- Activity
Below are some records; retype all of them exactly.
[Opening Information given section]
PR #5130, opened 2025-10-13
✨  (go/v4) Upgrade golang version from go 1.24 to 1.25

camilamacedo86:


camilamacedo86:
We have a check to ensure that the tag is still valid.
I will move forward to unblock us, but anyone, please feel free to push a PR with improvements if you see fit.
[Closing Information given section]
- Result for this exercise
PR #5130, opened 2025-10-13
✨  (go/v4) Upgrade golang version from go 1.24 to 1.25

camilamacedo86:


camilamacedo86:
We have a check to ensure that the tag is still valid.
I will move forward to unblock us, but anyone, please feel free to push a PR with improvements if you see fit.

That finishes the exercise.